Adam and the Ants singles chronology
| "Zerox" (1979) | "Cartrouble" (1980) | "Kings of the Wild Frontier" (1980) |

= Cartrouble =

"Cartrouble" is a song by Adam and the Ants, released as a single in March 1980 on Do It Records. It peaked at number 33 on the UK Singles Chart. and number 1 on the UK Indie Chart. Though usually stylised as one word, the title has also appeared as two separate words (for example, on the compilation album Antics in the Forbidden Zone).

=="Cartrouble (Parts 1 & 2)"==
"Cartrouble (Parts 1 & 2)" appeared on Adam and the Ants' debut album Dirk Wears White Sox, also on Do It Records.

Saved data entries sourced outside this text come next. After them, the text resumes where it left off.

PR #131, opened 2016-02-25
Rename SelecRegion

gamaanderson:
rename `SelectRegion` to `DisplaySelectRegion` and `SelectRegion_dev` to `SelectRegion`. Also update readme adding link to user forum.


nguy:
So this all looks good to me, it cleans up the code and makes it easier for me at least to follow in the future. 

I notice on my machine the SelectRegion can be quite slow and lose it's vertex-to-vertex lines. I think this is something for another issue. If you have no objections, I'll merge this.

gamaanderson:
I have no objections!

Issue #130, opened 2016-02-19
Menu window


nguy:
I notice on my machine, sometimes the menu window gets lost. For most people this won't be a big issue, but we may want to consider if there is a way to bring the window to the front somehow. A menu link or something?

gamaanderson:
This is a real problem, and it is also a problem in one of my inspirations (GIMP). I have to see how they are working that out.

nguy:
Potentially this? http://pyqt.sourceforge.net/Docs/PyQt4/qwidget.html#raise

nguy:
I tried the above with no luck (possibly due to my use of MacOS). Seems to be an outstanding problem and after a bit of web searching it looks to be OS dependent as well.

nguy:
Added the ```raise_()``` method to the menu component. And to test on FileNavigator. On my mac I see it momentarily come to the foreground, but then become buried again.

gamaanderson:
@nguy as this is system dependent, could you make a video showing this problem in your system? I think I know what you mean, but I would like to be sure that your experence is the same as mine.

nguy:
I shared a short video in your email.

gamaanderson:
Interesting how IOS externalize the menu bar.
If you pay attention the menu does blink for a moment in the upper corner where it should be. That mean it's IOS that is interfering in the Qt work, we have to avoid that.

nguy:
Yep, you are correct. This is why I indicated that it is an OS-dependent issue. I don't know if there is a solution for this behavior.

gamaanderson:
have you seen this page "http://doc.qt.io/qt-5/osx-issues.html"?

gamaanderson:
in script
`app.setAttribute(QtCore.Qt.AA_MacPluginApplication, True)`

nguy:
Think this could be put in at startup as a check with a conditional statement identifying MacOSX?

gamaanderson:
first of all, did it work?

nguy:
Yes, this does work to put the menu on the menu window. To implement, we'd have to install an OS check. I feel like this should be automatic in the background.

The issue remains how to bring the menu window to the front for operation.

nguy:
To test and internet search returns the following code:
```
import os
import platform

if os.name == 'posix':
    if platform.system().lower() == 'darwin':
        print("You are using MacOSX")
```

[...]

PR #136, opened 2016-03-21
STY: Override MacOSX menu placement to show in MainMenu window.

nguy:
This implements a check to see if the OS is Mac and applies an override of menu placement if it is. Mentioned in Issue #130.


nguy:
I'd like to be more consistent about micro revs when making these changes. If we decide to merge this.

gamaanderson:
when do we change the micro? we can't do it at every small PR.

nguy:
Nope, for example the airborne PR I don't think needs this change. However, since this changes the operation on the Mac side (moving menu from top to menu window), I think the operation of the package has changed and therefore the micro should be rolled. My thought is that fixes and small changes should not roll the micro version, but when the way ARTview operates changes (both to user and on developer side), then we roll numbers. Thoughts?

nguy:
@gamaanderson What do you think about this PR?

gamaanderson:
could you make that test in `view.start`?

nguy:
Added that and also to ```artview.scripts.view```. These were the 3 places I found an instance of ```app```.

gamaanderson:
ok, i'm fine with merging

nguy:
Great. What do you think about a rev roll for this?

nguy:
I'm also going to close Issue #130 for the time being. I don't think the original argument can be addressed at the moment.

gamaanderson:
I have no problem with rolling the version, but doing it before merging will create a conflict.

nguy:
Ah because of the other PR we just did.

Issue #138, opened 2016-03-21
Aspect Ratio Option


stechma2:
If possible, it would be very useful to add an aspect ratio adjustment into the display options. In particular, I work with tail radar data primarily, and the default aspect ratio produces a very "squished" display which can be difficult to interpret.

gamaanderson:
ok, that can be an easy add. Can you post one image,  so that I have an better idea on how that is showing up to you?

gamaanderson:
but before that, have you tried "adjust display limits"? I know it is not optimal, but this should be able to unsquish your image.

It features Matthew Ashman on guitar, Dave Barbarossa on drums and Andy Warren on bass guitar. A remix of this version appeared on the 12-inch edition of The Antmusic EP in early 1982. This replaced the original on the 1995 CD release of Dirk Wears White Sox (early pressings of which erroneously featured the single version described below). The 2004 reissue of the same album includes all three versions, with the original returning as track 1.

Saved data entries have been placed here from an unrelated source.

Issue #126, opened 2016-02-03
new norm argument


gamaanderson:
PyART recently introduced a new argument for non-linear colormap (see [here](https://github.com/ARM-DOE/pyart/issues/390#issuecomment-178825935)). I'm not really sure how to add this to artview, I would like some ideas (@nguy,@jjhelmus).

Any way, this is just for artview 1.3. We need to finish 1.2 still.

nguy:
My first instinct would be to add a 'norm' keyword to the Vcmap. Have it default to None which uses linear Normalize() function and then add the norm=cmap['norm'] argument to the plotting routines.

To allow adjustments, I guess we could add a dialog box something like the limits on the drop-down Display Options toolbar.

gamaanderson:
and how does that new key and the current vmin and vmax work together?

Of course, adding a norm argument make little sense with out a plugin to edit the colormap, but we have being needing some improvement in this any way.

nguy:
Having a value of None should not have any effect since the vmin/vmax are already passed to the plot routines. It could be instituted in the ```artview.components.plot_radar._set_default_cmap``` and plot_grid version.

We could institute an additional step of calculating the norm, but take look [here](https://github.com/nguy/AWOT/blob/master/awot/graph/radar_horizontal.py#L173). This is a little bit different implementation, but the idea is the same. I feel this is something that could be done behind the scenes in Py-ART, by using the cmap and a keyword of boundaries. What do you think @jjhelmus ?

nguy:
I agree that this would be a nice feature for ARTview.

jjhelmus:
How to deal with the `norm` parameter in ARTView is tricky.  

My idea of adding to parameter was to allow users to create a categorical or non-linearly scaled colormap by passing a Matplotlib [BoundaryNorm](http://matplotlib.org/api/colors_api.html#matplotlib.colors.BoundaryNorm) or [LogNorm](http://matplotlib.org/api/colors_api.html#matplotlib.colors.LogNorm) instance.  This unlocks some interesting plotting possibilities but also means that the user needs to do some work to create the object to pass in as the `norm` argument. 

ARTView could allow a users to switch to a log scaling colorbar without the addition of too much additional code, the LogNorm instance would need to be created inside ARTView.  As @gamaanderson mentioned the categorical option will require more work as first some method allowing the user to specify the bounds would need to be created.  

> and how does that new key and the current vmin and vmax work together?

[...]

PR #142, opened 2016-03-31
lock colormap + radar collection

gamaanderson:
add a lock option in the colormap to avoid resetting it when changing the field (can be seen/set in the display limits dialog)
add a plugin to add and remove radar from a list of radars (`VradarCollection`). This is pretty raw and for now it is only tool for programmers. That is the reason there is no associated mode, access only in the plugins menu.


gamaanderson:
just added a new `ColormapEdit` plugin for issue #126

artview/plugins/__init__.py
```diff
@@ -31,6 +32,8 @@
         _plugins[plugin.__name__] = plugin
         # update docstring to add plugin
         __doc__ = __doc__ + """    %s\n""" % plugin.__name__
+    if hasattr(tmp,'_modes'):
+        _modes += tmp._modes
```
nguy: What is this code doing? I don't follow.

nguy:
I'm still not convinced that this is the place for the RadarCollection to exist. But I'll hold off more comment until I test the code out a little.

nguy:
After a short bout of testing, only the linear colorbar is working for me.

nguy:
On a weird plus side, the menu that we had moved to MainMenu are back. For a while my system was putting them up in the tray once again. I can't figure out what is different.

nguy:
I really like the idea of the colorbar stuff you did here.

One suggestion I have is that we add divider lines in the Modes menu like I put in the Files menu to categorize the operations.

artview/plugins/__init__.py
gamaanderson: allowing plugins to define their own modes

gamaanderson:
The colormap is working fine for me, it only display error messages when expected, for instance logarithm with negative number or non decreasing color bounds.

I have no problem with divider lines, just tell me where to put then (between which items).

artview/plugins/cmap.py
```diff
@@ -0,0 +1,307 @@
...
+    def select_cmap(self, post):
+        '''Select cmap from a list of pyart colormaps.'''
+        cmap = core.common.select_cmap().selection
+        if cmap is not None:
+            self.cmap['cmap'] = cmap
+            self.plot()
+
+    def apply(self):
+        '''Apply changes to shared colormap.'''
+        self.Vcolormap.change(self.cmap)
```
nguy: If, for example, the maximum value is changed and **Apply** is pushed before going to another cell, the modified text is not recorded. Maybe a call to ```_update_colormap``` is needed to make sure the proper values are recorded? Or possible a sub method that only gets the values from the lines?

nguy: To be clear this is an issue in many of our plugins.

nguy:
Okay, still interesting behavior.
If I choose discrete and add levels and hit apply. The colorbar does not appear.
I then go back to linear, colorbar returns and looks good.
I then choose discrete and the previous values are saved. I hit apply and the colorbar appears.

I have a screen recording if you'd like to see, but it's too large to post here.

artview/plugins/cmap.py
gamaanderson: I agree with calling `update_colormap` on apply. This may solve the issue with the discrete, It look like in your system it does not allow limits with equal values, I'm not really sure how to avoid that.

nguy:
I added this is and it seems to work. 
I think I'll merge now as it seems good with that minor fix.

Let's know that the radarcollection is there and comment further in future pull requests. Agreed?

nguy:
This looks good. Merge?

gamaanderson:
agreed, but I changed you fix, so that the update of `cmap` is called before changing `Vcolormap`. Since the update is made in place in `cmap`, I expect the exact same effect. The order diference is only important in the case of non-in-place update.

gamaanderson:
yes, this is good to merge

PR #154, opened 2016-07-06
ENH: Add Graphical Edges keyword to plots.

nguy:
Added Shared variable to allow the user to select whether to ignore edge gates, by passing the edges keyword.

### DIFF
--- a/artview/components/plot_radar.py
+++ b/artview/components/plot_radar.py
@@ -37,6 +37,7 @@ class RadarDisplay(Component):
     Vlimits = None  #: see :ref:`shared_variable`
     Vcolormap = None  #: see :ref:`shared_variable`
     Vgatefilter = None  #: see :ref:`shared_variable`
+    VignoreEdges = None #: see :ref:`shared_variable`
     VplotAxes = None  #: see :ref:`shared_variable` (no internal use)
     VpathInteriorFunc = None  #: see :ref:`shared_variable` (no internal use)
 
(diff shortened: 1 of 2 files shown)


gamaanderson:
I don't think adding a shared variable is the way to go. And most importantly, this does not give a graphical control.

nguy:
The reason I used a shared variable was to allow the setting to be retained so it doesn't have to be selected each time, like the ```Vlimits``` for example. Is there a better way you can think of?

gamaanderson:
It can be a simple variable, it does not need to be shared, unless you expect external control.

nguy:
Will the setting be retained when advancing to the next file?

gamaanderson:
of course, is a variable of the `artview.RadarDisplay` class, as long as its the same instance the setting retained.
You could re-set if you want, but only if you want and you would have to write the re-set line.

nguy:
I guess as long as it's a class variable we should be good

nguy:
Oops just realizing that as you typed. Let me monkey with it and just save it as such.

gamaanderson:
ok

gamaanderson:
ok

nguy:
Better?

gamaanderson:
yes this is good as a fast add, and I would probably end up doing exactly the same. I do still want a easier way of working with pyart arguments, but let us just merge this for now. As I said I don't think this is a problem in grid.

nguy:
Okay, I'll leave grid out for now, it can easily be added later.

I agree about the pyart arguments, but I'm not sure how to deal with different data type inputs etc. I can't think of an easy way to get these.

Issue #152, opened 2016-06-19
Despeckle


gamaanderson:
I believe [this](http://arm-doe.github.io/pyart-docs-travis/user_reference/generated/pyart.correct.despeckle_field.html#pyart.correct.despeckle_field) to be an important new addition to pyart and would like see it implement to artview. I'm kind of full for the next mouths, so if any one wants to give a try just let me know.

nguy:
Closed since @gamaanderson implemented.

PR #157, opened 2016-07-20
add despeckle

gamaanderson:
issue #152


nguy:
This is really nicely done @gamaanderson . Great addition!

I think that we need to put some help info somewhere. Especially for the ```object_field```.

gamaanderson:
just add more info to object_field and despeckle button

nguy:
That looks great. I'd say we can merge if you are okay with that.

gamaanderson:
Yes, I think that is all.

PR #158, opened 2016-07-23
add profiling

gamaanderson:
add a new attribute the version file (that is not mapped in git), which when active will dump a profile to file profile.txt when artview is run from command line. This do not affect the normal user, since the standard is not profiling and one needs to change the **version.py** file manually to change that.

I pretend to let this on in my system and once in a while give a look in there, to find optimization points.

### DIFF
--- a/artview/__main__.py
+++ b/artview/__main__.py
@@ -7,15 +7,31 @@ path = os.path.join(path, '..')
 sys.path.insert(0, path)
 
 import artview
-
+try:
+    from version import profiling
+except:
+    profiling = False
 
 def main(argv):
+    if profiling:
+        import cProfile, pstats, StringIO
+        pr = cProfile.Profile()
+        pr.enable()
+
     script, DirIn, filename, field = artview.parser.parse(argv)
 
     if script:
         artview.scripts.scripts[script](DirIn, filename, field)
     else:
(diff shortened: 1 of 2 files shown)


nguy:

Music videos of "Cartrouble Part 2" and another album track, "Tabletalk" were filmed in November 1979 as audition footage for Malcolm McLaren. These were directed by Stephanie Gluck and Clive Richardson and filmed in Richardson's back garden.

=="Cartrouble" single==
"Cartrouble" was re-recorded with a different line-up of Ants in order to fulfil a contractual obligation. Adam's line-up of Ants on the single include his new songwriting partner Marco Pirroni on guitar, bass guitar and backing vocals, and Terry 1 & 2 on drums. Terry 1 & 2 is a pseudonym for Jon Moss who went on to superstardom years later as a member of Culture Club. The song also marks the first time Adam and Pirroni worked together. Another future Ant, Chris Hughes, produced the single - he shortly afterwards joined the band as one of two drummers, using his middle name of Merrick.

"Cartrouble" differs from "Cartrouble (Parts 1 & 2)" "Cartrouble" is essentially a re-arranged and re-recorded version of the “…(Part 2)" alone. It has a heavier but commercially polished sound, making it far more radio-friendly than the original.

=="Kick!"==
This alternative line-up of Adam and the Ants are also featured on the B-side "Kick!", with a double-track recording of Moss resulting in one of the first two-drummer Burundi beat recordings for which the group became famous. The lyrics are completely different from the version of "Kick" that appears on the Antmusic EP Do It releases in 1982.

==American version of Dirk Wears White Sox==
The single version was used in place of "Cartrouble (Parts 1 & 2)" on the CBS Epic Records version of Dirk Wears White Sox that was released in America in 1983. "Kick!" was also added, while "Day I Met God" and "Catholic Day" were dropped.